In the behind the scenes video that shows the full process of deciding to make the trailer down to flying from Australia to Austin to set up a screening for Trahan without so much as his contact information, audio clips they used in their research of Trahan recounting the pain of being called into the compliance director's office can be seen. It's not something any Arkansas fan would want to have to hear from a former Razorback, but certainly may have happened at some point.

Trahan was one of the lucky ones. He bet on himself and used the focus and determination that made him a great athlete to become a massive star. 

Who knows how many Razorbacks along the way had that kind of potential, but chose instead to remain at Arkansas. There have been plenty of creatively brilliant, driven young men and women with the personalities needed to get over the hump in whatever their passion outside of football might be. 

Fortunately, they don't have to absorb that sort of risk. That's because, ironically, just over a month after Trahan would have graduated, use of name, image and likeness became legal for athletes. 

They suddenly had the ability to pocket a little money off sales of their jerseys, autographs, and, yes, YouTube channels.

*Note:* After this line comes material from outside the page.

PR #10186, opened 2026-04-21
Bring sync chromium branches logic into autoroll.

briantting:
Generalize the autoroll workflow to support various source and target branches. Specifically this allows the cherry pick logic that brought m138 refresh commits from chromium/m138 to main to be implemented.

Now, if Layden Blocker and Landon Jackson want to put together a Twitch channel of them playing the upcoming EA Sports college football video game, they can do that and reap the financial benefits. 

If Anton Juncaj wants to put together a YouTube channel that details his path from high school football in New York to Nassau Junior College, then tell the story of becoming a dominant force at Albany while leading them to the FCS championship game, he can do just that. 

He's free to share regular weekly videos documenting adjusting to Division I football while trying to earn playing time as a defensive lineman in the SEC. It's a story that would be compelling if he has the skills and willingness to do it in an engaging manner. 

And that's the beautiful side of NIL. These players don't have to take the risk Trahan did. They can dabble in it a bit to see whether it's something that can take off without having to give up on their dream as an NCAA athlete.

Arkansas fans no longer run the risk of a cornerstone player leaving in the middle of the season because someone in compliance gave him or her an ultimatum. In fact, fans can get behind them and provide support in a much more organic way than the other aspects of NIL have forced upon them.

That's NIL the way it was intended. To avoid the next Ryan Trahan from having to choose between two loves and possibly breaking the heart of Razorbacks fans in the process. 

It's the one light in the NIL darkness that has caused Arkansas fans so much pain these last few years.